About this exercise -> Each record is to be repeated exactly as it stands below.

___ Records for this task ___

Issue #6527, opened 2023-09-26
Incremental strict null checks adoption: Slice 3


grahamlangford:
### Tasks
- Add the following files to `src/tsconfig.strictNullChecks.json`
  - [x] `./utils/storageUtils.ts`
  - [x] `./components/annotationAlert/FieldAnnotationAlert.tsx`
  - [x] `./components/Loader.tsx`
  - [x] `./components/MarkdownInline.tsx`
  - [x] `./utils/variableUtils.ts`
  - [x] `./hooks/useEventListener.ts`
- [x] Run `npm run build:strictNullChecks` to get list of errors
- [x] Fix errors
- From `pixiebrix/strict-null-check-migration-tools`:
  - [ ] Run `npm run find-candidates -- <your_project_path>/src/tsconfig.strictNullChecks.json`
- [ ] Create Slice 4 issue from top five issues in `find-candidates` output (top of Backlog on DX Board)

PR #6534, opened 2023-09-27
#6527: Add more files to strictNullChecks (slice 3)

fregante:
## What does this PR do?

- Closer #6527

## Checklist


src/components/annotationAlert/FieldAnnotationAlert.tsx
```diff
@@ -62,7 +61,7 @@ const FieldAnnotationAlert: React.FunctionComponent<FieldAnnotation> = ({
           <span>{message}</span>
         </div>
       </div>
-      {!isEmpty(actions) && (
+      {actions?.length && (
```
fregante, line 64: It's not worth using helpers if they don't help, so I dropped it. Should I add it to the Notion?

src/analysis/analysisVisitors/varAnalysis/varMap.ts
```diff
@@ -286,16 +286,21 @@ class VarMap {
...
       // Usually there is one brick providing the output key and the vars from traces
-      (x) => x[pathParts[0]] != null
+      (x) => x[outputKey] != null
     )) {
       const pathPartsCopy = [...pathParts];
-      let bag = sourceMap;
+      let bag: ExistenceNode | undefined = sourceMap;
       while (pathPartsCopy.length > 0) {
-        const part = pathPartsCopy.shift();
+        const part = pathPartsCopy.shift()!; // Existence verified via `length` check so `!` is fine
```
fregante, line 303: Instead of this, I'd very much rather use a regular loop instead of this, but I didn't refactor to avoid  mistakenly altering the logic. I can do it if this code has tests

grahamlangford: A quick review of the tests looks like we have good coverage here. I'm surprised we don't have https://typescript-eslint.io/rules/no-non-null-assertion enabled. This is a reasonable usage of `!`, but I would expect to have to disable the rule to use it.

src/components/annotationAlert/FieldAnnotationAlert.tsx
grahamlangford: This actually will cause a bug where `0` will be rendered:
https://stackoverflow.com/questions/53048037/react-showing-0-instead-of-nothing-with-short-circuit-conditional-component

grahamlangford: We can cast `actions?.length` to Boolean though instead of using `isEmpty`

src/utils/variableUtils.ts
```diff
@@ -39,7 +39,9 @@ export function freshIdentifier(
 
   const used = identifiers
     .map((identifier) =>
-      identifier === root ? startNumber : regexp.exec(identifier)?.groups.number
+      identifier === root
+        ? startNumber
+        : regexp.exec(identifier)?.groups?.number
```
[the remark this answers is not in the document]
grahamlangford: I imagine we're going to see cases like that a lot while we're migrating. Can you add a TODO comment to that effect so that we can clean it up later?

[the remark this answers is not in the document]
fregante: I'm not sure that it would be worth it, I think it would turn into:

```suggestion
		// eslint-disable-next-line @typescript-eslint/no-non-null-assertion -- groups is guaranteed by the regex
        : regexp.exec(identifier)?.groups!.number
```

… while not making it any safer. If you intend to enable that rule, maybe it makes sense to just use `?.` wherever possible.

src/analysis/analysisVisitors/varAnalysis/varMap.ts
fregante: Want me go to ahead to refactor this into a `for-of` loop or is this good enough?

grahamlangford: I think I'd rather leave refactoring to a separate ticket so that it's easier to find and revert if we find issues later. If you want to open a separate PR for it, that would be fine by me.

grahamlangford (approved):

grahamlangford:
Looks good @fregante. There just appears to be the one missed type error to resolve.

I'll create a 4th slice issue for you to pick up next.

fregante:
Ah right, `Boolean()` breaks TS’ detection apparently so I just used the ternary like in the other place. We have `x ? <Y> : null` in a few places

PR #6538, opened 2023-09-27
Change color of default example paragraph in Render Document

brittanyjoiner15:
## What does this PR do?

By default when you add Render Document brick, it has a green text elements. This PR changes from `text-success` to `text-default` which will make it black instead of green.  

## Reviewer Tips

- Since I'm less familiar with the code, can folks let me know if there are other considerations I need to make here? I searched for test files but didn't see anything relevant.

## Checklist

- [ ] Add tests / na
- [ ] New files added to `src/tsconfig.strictNullChecks.json` (if possible) (na i think?)
- [x] Designate a primary reviewer cc @BLoe or @twschiller

### DIFF
--- a/src/pageEditor/exampleBlockConfigs.ts
+++ b/src/pageEditor/exampleBlockConfigs.ts
@@ -135,7 +135,6 @@ export function getExampleBlockConfig(
     // Adding text to the second row
     const text = createNewElement("text");
     text.config.text = "Example text element. **Markdown** is supported.";
-    text.config.className = "text-default";
     container.children[1].children[0].children.push(text);
 
     return {
--- a/src/pageEditor/exampleBlockConfigs.ts
+++ b/src/pageEditor/exampleBlockConfigs.ts
@@ -135,7 +135,7 @@ export function getExampleBlockConfig(
     // Adding text to the second row
     const text = createNewElement("text");
     text.config.text = "Example text element. **Markdown** is supported.";
-    text.config.className = "text-success";
+    text.config.className = "text-default";
     container.children[1].children[0].children.push(text);
 
     return {


src/pageEditor/exampleBlockConfigs.ts
```diff
@@ -135,7 +135,7 @@ export function getExampleBlockConfig(
     // Adding text to the second row
     const text = createNewElement("text");
     text.config.text = "Example text element. **Markdown** is supported.";
-    text.config.className = "text-success";
+    text.config.className = "text-default";
```
twschiller, line 138: We might consider just dropping the line entirely?

brittanyjoiner15: @twschiller yeah that's probably more efficient actually

brittanyjoiner15: @twschiller just updated

BrandonPxBx:
Does dropping it remove the ability to use the text-success class on text elements?

brittanyjoiner15:
@BrandonPxBx i would assume not because we don't set that on other text elements, like the header, and we can still change the color of that. But i will admit I'm kinda cowboying this and did not run locally.

brittanyjoiner15:
Im going to try to run locally now but if i hit some roadblocks, i assume it will not be worth anyone's time to help me debug... will keep you posted

brittanyjoiner15:
@twschiller any idea what to do if im getting this error when running locally? 

image

grahamlangford:
Closing this in favor of https://github.com/pixiebrix/pixiebrix-extension/pull/6539

PR #6545, opened 2023-09-30
#6499: Extend Messenger exclusion check to contentScript.js

fregante:
- See #6499

### DIFF
--- a/src/contentScript/contentScript.ts
+++ b/src/contentScript/contentScript.ts
@@ -16,8 +16,9 @@
  */
 
 // WARNING: this file MUST NOT directly or transitively import webext-messenger because it does not support being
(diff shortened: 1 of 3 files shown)


src/contentScript/contentScript.ts
```diff
@@ -16,8 +16,9 @@
  */
 
 // WARNING: this file MUST NOT directly or transitively import webext-messenger because it does not support being
-// imported multiple times in the same contentScript. It's only save to import webext-messenger in contentScriptCore.ts
+// imported multiple times in the same contentScript. It's only safe to import webext-messenger in contentScriptCore.ts
 // which is behind a guarded dynamic import.
+
```
fregante, line 21: I saw this long comment here and I thought we should also add some checks for this file.

grahamlangford (approved):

___

Task result ->
Issue #6527, opened 2023-09-26
Incremental strict null checks adoption: Slice 3


grahamlangford:
### Tasks
- Add the following files to `src/tsconfig.strictNullChecks.json`
  - [x] `./utils/storageUtils.ts`
  - [x] `./components/annotationAlert/FieldAnnotationAlert.tsx`
  - [x] `./components/Loader.tsx`
  - [x] `./components/MarkdownInline.tsx`
  - [x] `./utils/variableUtils.ts`
  - [x] `./hooks/useEventListener.ts`
- [x] Run `npm run build:strictNullChecks` to get list of errors
- [x] Fix errors
- From `pixiebrix/strict-null-check-migration-tools`:
  - [ ] Run `npm run find-candidates -- <your_project_path>/src/tsconfig.strictNullChecks.json`
- [ ] Create Slice 4 issue from top five issues in `find-candidates` output (top of Backlog on DX Board)

PR #6534, opened 2023-09-27
#6527: Add more files to strictNullChecks (slice 3)

fregante:
## What does this PR do?

- Closer #6527

## Checklist


src/components/annotationAlert/FieldAnnotationAlert.tsx
```diff
@@ -62,7 +61,7 @@ const FieldAnnotationAlert: React.FunctionComponent<FieldAnnotation> = ({
           <span>{message}</span>
         </div>
       </div>
-      {!isEmpty(actions) && (
+      {actions?.length && (
```
fregante, line 64: It's not worth using helpers if they don't help, so I dropped it. Should I add it to the Notion?

src/analysis/analysisVisitors/varAnalysis/varMap.ts
```diff
@@ -286,16 +286,21 @@ class VarMap {
...
       // Usually there is one brick providing the output key and the vars from traces
-      (x) => x[pathParts[0]] != null
+      (x) => x[outputKey] != null
     )) {
       const pathPartsCopy = [...pathParts];
-      let bag = sourceMap;
+      let bag: ExistenceNode | undefined = sourceMap;
       while (pathPartsCopy.length > 0) {
-        const part = pathPartsCopy.shift();
+        const part = pathPartsCopy.shift()!; // Existence verified via `length` check so `!` is fine
```
fregante, line 303: Instead of this, I'd very much rather use a regular loop instead of this, but I didn't refactor to avoid  mistakenly altering the logic. I can do it if this code has tests

grahamlangford: A quick review of the tests looks like we have good coverage here. I'm surprised we don't have https://typescript-eslint.io/rules/no-non-null-assertion enabled. This is a reasonable usage of `!`, but I would expect to have to disable the rule to use it.

src/components/annotationAlert/FieldAnnotationAlert.tsx
grahamlangford: This actually will cause a bug where `0` will be rendered:
https://stackoverflow.com/questions/53048037/react-showing-0-instead-of-nothing-with-short-circuit-conditional-component

grahamlangford: We can cast `actions?.length` to Boolean though instead of using `isEmpty`

src/utils/variableUtils.ts
```diff
@@ -39,7 +39,9 @@ export function freshIdentifier(
 
   const used = identifiers
     .map((identifier) =>
-      identifier === root ? startNumber : regexp.exec(identifier)?.groups.number
+      identifier === root
+        ? startNumber
+        : regexp.exec(identifier)?.groups?.number
```
[the remark this answers is not in the document]
grahamlangford: I imagine we're going to see cases like that a lot while we're migrating. Can you add a TODO comment to that effect so that we can clean it up later?

[the remark this answers is not in the document]
fregante: I'm not sure that it would be worth it, I think it would turn into:

```suggestion
		// eslint-disable-next-line @typescript-eslint/no-non-null-assertion -- groups is guaranteed by the regex
        : regexp.exec(identifier)?.groups!.number
```

… while not making it any safer. If you intend to enable that rule, maybe it makes sense to just use `?.` wherever possible.

src/analysis/analysisVisitors/varAnalysis/varMap.ts
fregante: Want me go to ahead to refactor this into a `for-of` loop or is this good enough?

grahamlangford: I think I'd rather leave refactoring to a separate ticket so that it's easier to find and revert if we find issues later. If you want to open a separate PR for it, that would be fine by me.

grahamlangford (approved):

grahamlangford:
Looks good @fregante. There just appears to be the one missed type error to resolve.

I'll create a 4th slice issue for you to pick up next.

fregante:
Ah right, `Boolean()` breaks TS’ detection apparently so I just used the ternary like in the other place. We have `x ? <Y> : null` in a few places

PR #6538, opened 2023-09-27
Change color of default example paragraph in Render Document

brittanyjoiner15:
## What does this PR do?

By default when you add Render Document brick, it has a green text elements. This PR changes from `text-success` to `text-default` which will make it black instead of green.  

## Reviewer Tips

- Since I'm less familiar with the code, can folks let me know if there are other considerations I need to make here? I searched for test files but didn't see anything relevant.

## Checklist

- [ ] Add tests / na
- [ ] New files added to `src/tsconfig.strictNullChecks.json` (if possible) (na i think?)
- [x] Designate a primary reviewer cc @BLoe or @twschiller

### DIFF
--- a/src/pageEditor/exampleBlockConfigs.ts
+++ b/src/pageEditor/exampleBlockConfigs.ts
@@ -135,7 +135,6 @@ export function getExampleBlockConfig(
     // Adding text to the second row
     const text = createNewElement("text");
     text.config.text = "Example text element. **Markdown** is supported.";
-    text.config.className = "text-default";
     container.children[1].children[0].children.push(text);
 
     return {
--- a/src/pageEditor/exampleBlockConfigs.ts
+++ b/src/pageEditor/exampleBlockConfigs.ts
@@ -135,7 +135,7 @@ export function getExampleBlockConfig(
     // Adding text to the second row
     const text = createNewElement("text");
     text.config.text = "Example text element. **Markdown** is supported.";
-    text.config.className = "text-success";
+    text.config.className = "text-default";
     container.children[1].children[0].children.push(text);
 
     return {


src/pageEditor/exampleBlockConfigs.ts
```diff
@@ -135,7 +135,7 @@ export function getExampleBlockConfig(
     // Adding text to the second row
     const text = createNewElement("text");
     text.config.text = "Example text element. **Markdown** is supported.";
-    text.config.className = "text-success";
+    text.config.className = "text-default";
```
twschiller, line 138: We might consider just dropping the line entirely?

brittanyjoiner15: @twschiller yeah that's probably more efficient actually

brittanyjoiner15: @twschiller just updated

BrandonPxBx:
Does dropping it remove the ability to use the text-success class on text elements?

brittanyjoiner15:
@BrandonPxBx i would assume not because we don't set that on other text elements, like the header, and we can still change the color of that. But i will admit I'm kinda cowboying this and did not run locally.

brittanyjoiner15:
Im going to try to run locally now but if i hit some roadblocks, i assume it will not be worth anyone's time to help me debug... will keep you posted

brittanyjoiner15:
@twschiller any idea what to do if im getting this error when running locally? 

image

grahamlangford:
Closing this in favor of https://github.com/pixiebrix/pixiebrix-extension/pull/6539

PR #6545, opened 2023-09-30
#6499: Extend Messenger exclusion check to contentScript.js

fregante:
- See #6499

### DIFF
--- a/src/contentScript/contentScript.ts
+++ b/src/contentScript/contentScript.ts
@@ -16,8 +16,9 @@
  */
 
 // WARNING: this file MUST NOT directly or transitively import webext-messenger because it does not support being
(diff shortened: 1 of 3 files shown)


src/contentScript/contentScript.ts
```diff
@@ -16,8 +16,9 @@
  */
 
 // WARNING: this file MUST NOT directly or transitively import webext-messenger because it does not support being
-// imported multiple times in the same contentScript. It's only save to import webext-messenger in contentScriptCore.ts
+// imported multiple times in the same contentScript. It's only safe to import webext-messenger in contentScriptCore.ts
 // which is behind a guarded dynamic import.
+
```
fregante, line 21: I saw this long comment here and I thought we should also add some checks for this file.

grahamlangford (approved):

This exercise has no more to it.